Data records —

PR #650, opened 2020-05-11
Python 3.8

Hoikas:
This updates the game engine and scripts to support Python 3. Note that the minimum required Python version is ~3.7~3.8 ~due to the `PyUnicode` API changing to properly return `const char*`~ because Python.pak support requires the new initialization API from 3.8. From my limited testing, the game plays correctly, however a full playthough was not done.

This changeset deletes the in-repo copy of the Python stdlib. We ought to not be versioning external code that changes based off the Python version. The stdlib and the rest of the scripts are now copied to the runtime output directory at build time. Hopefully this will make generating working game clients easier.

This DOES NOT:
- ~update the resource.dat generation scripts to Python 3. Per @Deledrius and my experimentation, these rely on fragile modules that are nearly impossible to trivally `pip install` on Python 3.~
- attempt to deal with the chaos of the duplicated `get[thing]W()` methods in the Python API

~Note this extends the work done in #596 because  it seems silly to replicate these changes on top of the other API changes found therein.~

Description of the task —
Return what is listed above, exactly and completely.

Answer section —
PR #650, opened 2020-05-11
Python 3.8

Hoikas:
This updates the game engine and scripts to support Python 3. Note that the minimum required Python version is ~3.7~3.8 ~due to the `PyUnicode` API changing to properly return `const char*`~ because Python.pak support requires the new initialization API from 3.8. From my limited testing, the game plays correctly, however a full playthough was not done.

This changeset deletes the in-repo copy of the Python stdlib. We ought to not be versioning external code that changes based off the Python version. The stdlib and the rest of the scripts are now copied to the runtime output directory at build time. Hopefully this will make generating working game clients easier.

This DOES NOT:
- ~update the resource.dat generation scripts to Python 3. Per @Deledrius and my experimentation, these rely on fragile modules that are nearly impossible to trivally `pip install` on Python 3.~
- attempt to deal with the chaos of the duplicated `get[thing]W()` methods in the Python API

~Note this extends the work done in #596 because  it seems silly to replicate these changes on top of the other API changes found therein.~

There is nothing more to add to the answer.